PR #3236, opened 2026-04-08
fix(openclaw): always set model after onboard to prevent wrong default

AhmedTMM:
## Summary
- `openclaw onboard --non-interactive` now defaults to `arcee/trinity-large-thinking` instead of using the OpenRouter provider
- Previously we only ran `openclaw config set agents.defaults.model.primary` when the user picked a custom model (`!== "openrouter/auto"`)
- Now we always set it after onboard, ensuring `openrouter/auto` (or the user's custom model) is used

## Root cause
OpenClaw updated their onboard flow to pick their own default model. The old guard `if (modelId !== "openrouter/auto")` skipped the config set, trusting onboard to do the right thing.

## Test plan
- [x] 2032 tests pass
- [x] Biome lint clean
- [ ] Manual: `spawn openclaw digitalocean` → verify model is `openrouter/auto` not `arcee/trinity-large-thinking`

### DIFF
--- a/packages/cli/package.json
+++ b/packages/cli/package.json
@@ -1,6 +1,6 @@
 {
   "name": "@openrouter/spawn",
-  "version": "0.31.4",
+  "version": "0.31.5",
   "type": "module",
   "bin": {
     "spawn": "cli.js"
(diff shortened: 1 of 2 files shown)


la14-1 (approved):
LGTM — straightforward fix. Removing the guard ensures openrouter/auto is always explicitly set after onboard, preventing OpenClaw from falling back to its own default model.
::::::::::
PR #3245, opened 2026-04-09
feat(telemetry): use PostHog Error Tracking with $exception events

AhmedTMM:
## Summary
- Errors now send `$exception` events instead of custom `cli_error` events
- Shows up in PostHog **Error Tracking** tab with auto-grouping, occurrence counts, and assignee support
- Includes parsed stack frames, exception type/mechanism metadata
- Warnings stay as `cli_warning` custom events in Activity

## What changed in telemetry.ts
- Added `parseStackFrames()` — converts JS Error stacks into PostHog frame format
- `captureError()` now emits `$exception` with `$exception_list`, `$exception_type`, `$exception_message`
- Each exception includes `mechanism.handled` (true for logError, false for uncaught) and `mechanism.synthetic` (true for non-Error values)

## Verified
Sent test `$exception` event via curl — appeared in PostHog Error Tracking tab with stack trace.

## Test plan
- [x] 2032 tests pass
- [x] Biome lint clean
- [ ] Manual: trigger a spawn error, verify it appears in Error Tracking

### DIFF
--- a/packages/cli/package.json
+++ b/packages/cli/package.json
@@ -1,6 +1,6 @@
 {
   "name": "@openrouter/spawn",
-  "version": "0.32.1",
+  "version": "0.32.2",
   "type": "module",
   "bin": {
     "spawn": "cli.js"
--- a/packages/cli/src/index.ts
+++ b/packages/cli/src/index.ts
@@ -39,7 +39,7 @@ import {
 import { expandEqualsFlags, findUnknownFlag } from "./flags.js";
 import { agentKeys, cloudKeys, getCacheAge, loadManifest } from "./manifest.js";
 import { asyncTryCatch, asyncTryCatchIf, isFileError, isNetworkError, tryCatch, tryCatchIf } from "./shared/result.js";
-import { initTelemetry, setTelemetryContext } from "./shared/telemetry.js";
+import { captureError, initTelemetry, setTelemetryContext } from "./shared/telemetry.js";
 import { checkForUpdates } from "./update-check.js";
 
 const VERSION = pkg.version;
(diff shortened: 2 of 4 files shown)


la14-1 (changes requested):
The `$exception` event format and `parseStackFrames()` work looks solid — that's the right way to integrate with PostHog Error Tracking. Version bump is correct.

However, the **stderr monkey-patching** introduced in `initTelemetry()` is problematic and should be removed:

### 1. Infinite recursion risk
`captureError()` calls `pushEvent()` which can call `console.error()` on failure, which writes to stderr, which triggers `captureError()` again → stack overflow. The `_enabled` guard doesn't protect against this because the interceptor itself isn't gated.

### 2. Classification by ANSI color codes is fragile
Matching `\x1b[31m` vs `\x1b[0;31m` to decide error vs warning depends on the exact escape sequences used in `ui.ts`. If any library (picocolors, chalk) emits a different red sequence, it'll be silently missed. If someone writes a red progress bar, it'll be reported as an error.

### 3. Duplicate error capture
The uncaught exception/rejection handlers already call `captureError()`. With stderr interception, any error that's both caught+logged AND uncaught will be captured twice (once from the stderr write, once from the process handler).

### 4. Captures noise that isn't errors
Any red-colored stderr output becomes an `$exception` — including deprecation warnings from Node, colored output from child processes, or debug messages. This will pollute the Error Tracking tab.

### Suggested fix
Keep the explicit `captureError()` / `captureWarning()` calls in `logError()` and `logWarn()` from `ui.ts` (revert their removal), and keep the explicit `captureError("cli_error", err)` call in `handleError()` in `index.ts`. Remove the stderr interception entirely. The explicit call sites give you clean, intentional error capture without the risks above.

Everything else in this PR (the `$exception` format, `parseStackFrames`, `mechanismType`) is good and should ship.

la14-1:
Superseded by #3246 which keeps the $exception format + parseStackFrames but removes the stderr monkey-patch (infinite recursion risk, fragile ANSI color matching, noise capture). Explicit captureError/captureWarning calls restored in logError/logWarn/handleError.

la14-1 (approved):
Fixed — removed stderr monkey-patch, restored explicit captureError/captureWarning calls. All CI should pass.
::::::::::
Aim of the exercise:
When the line with "PR #3245, opened 2026-04-09" is reached in the data above, start copying there, and copy each line exactly until the line with "## What changed in telemetry.ts" has been copied; copy nothing else.

Solution below:
PR #3245, opened 2026-04-09
feat(telemetry): use PostHog Error Tracking with $exception events

AhmedTMM:
## Summary
- Errors now send `$exception` events instead of custom `cli_error` events
- Shows up in PostHog **Error Tracking** tab with auto-grouping, occurrence counts, and assignee support
- Includes parsed stack frames, exception type/mechanism metadata
- Warnings stay as `cli_warning` custom events in Activity

## What changed in telemetry.ts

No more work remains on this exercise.